Which lines of the entries contain the word "through"? Please list them.
### Supplied information
PR #418, opened 2024-12-17
add tests for search node

NgoHarrison:
We didn't have search node tests before. This adds some tests with an example search node workflow that has search node metadata filters


dvargas92495 (approved):
I need to do another rev on graph gen - so let's hold off on publishing 0.11.8 until I get that in

PR #427, opened 2024-12-18
Setup test and implement solution for branches merging from sets

dvargas92495:
See this slack thread for full context: https://vellum-ai.slack.com/archives/C06P13ABK0W/p1734477299960769

Codegen here implements Method 4 from that thread, for a few reasons over the alternatives:
- Intermediate variables, while more readable for the end developer, will be hard for codegen to reason about. This may be a space to be explored during workflow file merging.
- Our graph generation algorithm assumes adding a single node to the graph at a time, which is why we don't currently generate adding the edge to all the possible valuable sources. It also has the benefit that the chain of 100 nodes is only defined once

### DIFF
--- a/ee/codegen/src/generators/graph-attribute.ts
+++ b/ee/codegen/src/generators/graph-attribute.ts
@@ -400,9 +400,6 @@ export class GraphAttribute extends AstNode {
         return;
       };
 
-      if (edge.id === "edge-5") {
-        debugger;
-      }
       const newMutableAst = addEdgeToGraph(graphMutableAst, null);
       processedEdges.add(edge);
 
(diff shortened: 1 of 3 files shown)


ee/codegen/src/generators/graph-attribute.ts
```diff
@@ -690,4 +726,30 @@ export class GraphAttribute extends AstNode {
   public write(writer: Writer): void {
     this.astNode.write(writer);
   }
+
+  private debug(mutableAst: GraphMutableAst): string {
```
dvargasfuertes, line 730: Found this useful while debugging intermediate states

dvargas92495:
Gonna continue to merge to unblock 0.11.8, but still interested on feedback here

noanflaherty (commented):
✅

PR #430, opened 2024-12-18
Add code execution tests and throw node attribute generation error

dvargas92495:
Adds our new error for the following [sentry error](https://vellum.sentry.io/issues/6155986060/?referrer=slack&notification_uuid=c2030f02-2c7e-454e-9738-8f3f28076f18&alert_rule_id=15639644&alert_type=issue)

Screenshot 2024-12-18 at 8 30 06 AM

In a future PR, we will be catching NodeAttributeGenerationError's and raising 4xx instead (from codegen).

Also used this as an opportunity to start the code execution node generation test in general

### DIFF
--- a/ee/codegen/src/generators/nodes/code-execution-node.ts
+++ b/ee/codegen/src/generators/nodes/code-execution-node.ts
@@ -4,6 +4,8 @@ import * as path from "path";
 import { python } from "@fern-api/python-ast";
 import { AstNode } from "@fern-api/python-ast/core/AstNode";
 
+import { BaseNode } from "./bases/base";
+
 import { OUTPUTS_CLASS_NAME } from "src/constants";
 import { CodeExecutionContext } from "src/context/node-context/code-execution-node";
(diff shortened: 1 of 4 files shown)


ee/codegen/src/generators/nodes/code-execution-node.ts
```diff
@@ -17,6 +19,15 @@ export class CodeExecutionNode extends BaseSingleFileNode<
...
 > {
   public declare readonly nodeContext: CodeExecutionContext;
+  private readonly scriptFileContents: string;
+
+  constructor({
+    workflowContext,
+    nodeContext,
+  }: BaseNode.Args<CodeExecutionNodeType, CodeExecutionContext>) {
+    super({ workflowContext, nodeContext });
+    this.scriptFileContents = this.generateScriptFileContents();
```
dvargasfuertes, line 29: Added this here so that the error could be thrown on node construction instead of midway through `persist()`

PR #432, opened 2024-12-18
Support workflows pull by deployment identifiers cli

dvargas92495:
Users could now pull workflows from vellum using the `--workflow-deployment` CLI arg


marlenc3 (approved):

noanflaherty (commented):
[q] Will this set the workflow sandbox id associated with the workflow deployment in the vellum.lock file?

dvargas92495:
Not yet - we need Fern (or our post processing script) to have a way for us to access response headers for multipart download APIs, which is where we would need to store this info

PR #433, opened 2024-12-18
add error output id to inline prompt node

NgoHarrison:


dvargas92495 (approved):
Can we fast follow with a test protecting against this regression?

PR #438, opened 2024-12-18
Fix circular import issue breaking workflows with merge node

dvargas92495:
Importing a workflows with merge node display was crashing - this should resolve and introduces a test to protect against any fast follows

### DIFF
--- a/ee/vellum_ee/workflows/display/nodes/base_node_vellum_display.py
+++ b/ee/vellum_ee/workflows/display/nodes/base_node_vellum_display.py
@@ -30,6 +30,9 @@ class BaseNodeVellumDisplay(BaseNodeDisplay[NodeType]):
     def get_target_handle_id(self) -> UUID:
         return self._get_node_display_uuid("target_handle_id")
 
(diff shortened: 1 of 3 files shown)


ee/vellum_ee/workflows/display/nodes/base_node_vellum_display.py
```diff
@@ -30,6 +30,9 @@ def get_display_data(self) -> NodeDisplayData:
     def get_target_handle_id(self) -> UUID:
         return self._get_node_display_uuid("target_handle_id")
 
+    def get_target_handle_id_by_source_node_id(self, source_node_id: UUID) -> UUID:
+        return self.get_target_handle_id()
```
noanflaherty, line 34: Can we add a code comment like:

In the vast majority of cases, nodes will only have a single target handle and can be retrieved independently of the source node. However, in rare cases (such as legacy Merge nodes), this method can be overridden to account for the case of retrieving one amongst multiple target handles on a node.

noanflaherty (approved):

PR #442, opened 2024-12-18
add release cutting action and script

dvargas92495:
steps:
- add PyGithub dep
- change trigger to be based on PR label
- change github token auth


dvargas92495:
Gonna close this in favor of storing it in one place in our sdk-generator so that it's published to all of the sdks in the future

PR #445, opened 2024-12-18
Add unit test in codegen for conditional nodes referencing prompt node as an input

NgoHarrison:
Follow up from this comment:
https://github.com/vellum-ai/vellum-python-sdks/pull/433#pullrequestreview-2512352592


src/vellum/client/core/client_wrapper.py
dvargasfuertes, line 1: [nit] can we revert changes to this file? I think it happens due to the rebase

dvargas92495 (approved):

PR #940, opened 2025-02-09
[SC-4008] Auto-Inherit BaseNodeOutputs in Outputs classes

vincent0426:
allow users to define class Outputs in Node without inheriting explicitly, should also do the same for workflow output

test:
```py
from vellum.workflows.nodes.bases.base import BaseNode
from vellum.workflows.state.base import BaseState


class Inputs(BaseInputs):
    input: str


class BasicGenericNode(BaseNode):
    class Outputs:  # no need to inherit
        output = Inputs.input


class BasicGenericNodeWorkflow(BaseWorkflow[Inputs, BaseState]):
    graph = BasicGenericNode

    class Outputs(BaseWorkflow.Outputs):  # still need now
        output = BasicGenericNode.Outputs.output
```

```py
from tests.workflows.basic_generic_node.workflow import BasicGenericNodeWorkflow, Inputs


def test_workflow__happy_path():
    # GIVEN a workflow that just passes through its input to a terminal node
    workflow = BasicGenericNodeWorkflow()

    # WHEN we run the workflow
    terminal_event = workflow.run(inputs=Inputs(input="hello"))

    # THEN the workflow should be fulfilled
    assert terminal_event.name == "workflow.execution.fulfilled", terminal_event
    assert terminal_event.outputs == {"output": "hello"}

```

### DIFF
--- a/src/vellum/workflows/nodes/bases/base.py
+++ b/src/vellum/workflows/nodes/bases/base.py
@@ -46,9 +46,17 @@ class BaseNodeMeta(type):
         if "Outputs" in dct:
             outputs_class = dct["Outputs"]
             if not any(issubclass(base, BaseOutputs) for base in outputs_class.__bases__):
+                parent_outputs_class = next(
+                    (base.Outputs for base in bases if hasattr(base, "Outputs")),
+                    BaseOutputs,  # Default to BaseOutputs only if no parent has Outputs
+                )
+
+                # Filter out object from bases while preserving other inheritance
+                filtered_bases = tuple(base for base in outputs_class.__bases__ if base is not object)
+
                 dct["Outputs"] = type(
                     f"{name}.Outputs",
-                    (BaseOutputs,) + outputs_class.__bases__,  # Add BaseOutputs as first base
+                    (parent_outputs_class,) + filtered_bases,
                     {**outputs_class.__dict__, "__module__": dct["__module__"]},
                 )
         else:
--- a/src/vellum/workflows/nodes/bases/base.py
+++ b/src/vellum/workflows/nodes/bases/base.py
@@ -43,7 +43,15 @@ class BaseNodeMeta(type):
         # TODO: Inherit the inner Output classes from every base class.
         #   https://app.shortcut.com/vellum/story/4007/support-auto-inheriting-parent-node-outputs
 
-        if "Outputs" not in dct:
+        if "Outputs" in dct:
+            outputs_class = dct["Outputs"]
+            if not any(issubclass(base, BaseOutputs) for base in outputs_class.__bases__):
+                dct["Outputs"] = type(
+                    f"{name}.Outputs",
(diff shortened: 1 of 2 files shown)


src/vellum/workflows/nodes/bases/base.py
```diff
@@ -43,7 +43,15 @@ def __new__(mcs, name: str, bases: Tuple[Type, ...], dct: Dict[str, Any]) -> Any
         # TODO: Inherit the inner Output classes from every base class.
         #   https://app.shortcut.com/vellum/story/4007/support-auto-inheriting-parent-node-outputs
 
-        if "Outputs" not in dct:
+        if "Outputs" in dct:
+            outputs_class = dct["Outputs"]
+            if not any(issubclass(base, BaseOutputs) for base in outputs_class.__bases__):
+                dct["Outputs"] = type(
+                    f"{name}.Outputs",
+                    (BaseOutputs,) + outputs_class.__bases__,  # Add BaseOutputs as first base
```
dvargasfuertes: [nit] we should likely filter out this `<class 'object'>` from these bases as it'll be redundant with `BaseOutputs` already being a subclass of it
Screenshot 2025-02-09 at 12 10 33 PM

src/vellum/workflows/nodes/bases/tests/test_base_node.py
```diff
@@ -148,3 +149,21 @@ class SomeNode(BaseNode):
...
+            foo: str
+
+    # TEST that the Outputs class is a subclass of BaseOutputs
+    assert issubclass(MyNode.Outputs, BaseOutputs)
+
+    # TEST that the Outputs class has the correct attributes
+    assert hasattr(MyNode.Outputs, "foo")
+
+    # WHEN the node outputs is initialized
+    outputs = MyNode.Outputs(foo="bar")  # type: ignore
```
dvargasfuertes: [q] why do we need the type ignore here?

dvargasfuertes: [nit] let's actually make this WHEN condition a standard `node = MyNode()`, `outputs = node.run()`, since I think our custom type help is on the instance of node instead of the class. Will likely need to add a `run` method to `MyNode`

dvargas92495 (approved):
good stuff!

src/vellum/workflows/nodes/bases/tests/test_base_node.py
vincent0426: > [q] why do we need the type ignore here?

because we didn't explicit have `__init__`  or inherit in `MyNode.Outputs`? instead using implicit inherit
mypy would throw `Unexpected keyword argument "foo" for "Outputs"  [call-arg]`

dvargas92495 (approved):
🚢

marlenc3 (approved):

PR #943, opened 2025-02-10
Auto-Inherit BaseWorkflow Outputs in Outputs classes

vincent0426:


dvargas92495 (approved):
Amazing! Will add the codegen for this in your sprint too while we're at it since we are codegenning a `(BaseOutputs)` inheritance right now.

cc: @awlevin - starting with version 0.14.0, we will no longer need our `Outputs` classes to inherit from the parent class manually. This means all of our examples could specially just specify `class Outputs:`

dvargas92495:
Gonna merge this in to include in the 0.14.0 release

PR #945, opened 2025-02-11
Add checks for optional input strings with null default value

NgoHarrison:
This is for optional strings with default values of null


marlenc3 (approved):

ee/codegen/src/generators/vellum-variable.ts
```diff
@@ -40,7 +40,7 @@ export class VellumVariable extends AstNode {
   private generateInitializerIfDefault(
     variable: VellumVariableWithName
   ): AstNode | undefined {
-    return variable.default
+    return variable.default && variable.default.value
```
dvargasfuertes, line 43: [nit] this is going to accidentally skip `""`. I would use the `isNil` helper

dvargas92495 (approved):

PR #946, opened 2025-02-11
[SC-6587] Do not codegen authorization type input if that field is undefined

NgoHarrison:
Came up from QAing customer workflow, api nodes were not being codegen because this field was undefined causing errors and skipping of this node

### DIFF
--- a/ee/codegen/src/__test__/helpers/node-data-factories.ts
+++ b/ee/codegen/src/__test__/helpers/node-data-factories.ts
@@ -999,6 +999,7 @@ export type ApiNodeFactoryProps = {
     key: NodeInput;
     value: NodeInput;
   }[];
+  useUndefinedAuthorizationTypeInputId?: boolean;
 };
 
 export function apiNodeFactory({
@@ -1006,6 +1007,7 @@ export function apiNodeFactory({
   bearerToken,
   apiKeyHeaderValue,
   additionalHeaders,
+  useUndefinedAuthorizationTypeInputId = false,
 }: ApiNodeFactoryProps = {}): ApiNode {
   const bearerTokenInput = bearerToken ?? {
     id: "931502c1-23a5-4e2a-a75e-80736c42f3c9",
@@ -1040,6 +1042,9 @@ export function apiNodeFactory({
       combinator: "OR",
     },
   };
+
+  const defaultAuthorizationTypeInputId =
+    "de330dac-05b1-4e78-bee7-7452203af3d5";
 
   const additionalHeaderInputs =
     additionalHeaders ??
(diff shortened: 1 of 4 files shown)


marlenc3 (approved):

ee/codegen/src/__test__/helpers/node-data-factories.ts
```diff
@@ -1153,7 +1158,9 @@ export function apiNodeFactory({
       methodInputId: "9bf086d4-feed-47ff-9736-a5a6aa3a11cc",
       urlInputId: "480a4c12-22d6-4223-a38a-85db5eda118c",
       bodyInputId: "74865eb7-cdaf-4d40-a499-0a6505e72680",
-      authorizationTypeInputId: "de330dac-05b1-4e78-bee7-7452203af3d5",
+      authorizationTypeInputId: useUndefinedAuthorizationTypeInputId
+        ? undefined
+        : defaultAuthorizationTypeInputId,
```
dvargasfuertes, line 1163: [nit] even if we do this, the `authorizationTypeInput` is in `node_inputs`. my preference would be to define the following on the factory:

```typescript
authorizationTypeInput?: NodeInput
```

then we could use `authorizationTypeInput.id` here if present and add it to the `inputs` list below if present

ee/codegen/src/__test__/nodes/__snapshots__/api-node.test.ts.snap
```diff
@@ -231,3 +231,24 @@ class APINode(BaseAPINode):
...
+    method = APIRequestMethod.POST
+    json = {}
+    headers = {
+        "foo": Inputs.additional_header_value,
+        "bar": Inputs.additional_header_value_1,
+        "baz": Inputs.additional_header_value_1,
+    }
+    api_key_header_key = None
+    api_key_header_value = "<my-api-value>"
+    bearer_token_value = "<my-bearer-token>"
```
dvargasfuertes, line 252: [nit] I would expect our example that has authorization type as undefined would not have these authorization related attributes either

dvargasfuertes, line 252: [nit] I would expect our example that has authorization type as undefined would not have these authorization related attributes either

ee/codegen/src/__test__/helpers/node-data-factories.ts
dvargasfuertes: could use `undefined` vs `null` to disambiguate between using a default value so that we don't have to update a bunch of tests and a test opting into "ignore this field"

dvargas92495 (approved):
######
### Task answer
dvargasfuertes, line 29: Added this here so that the error could be thrown on node construction instead of midway through `persist()`
    # GIVEN a workflow that just passes through its input to a terminal node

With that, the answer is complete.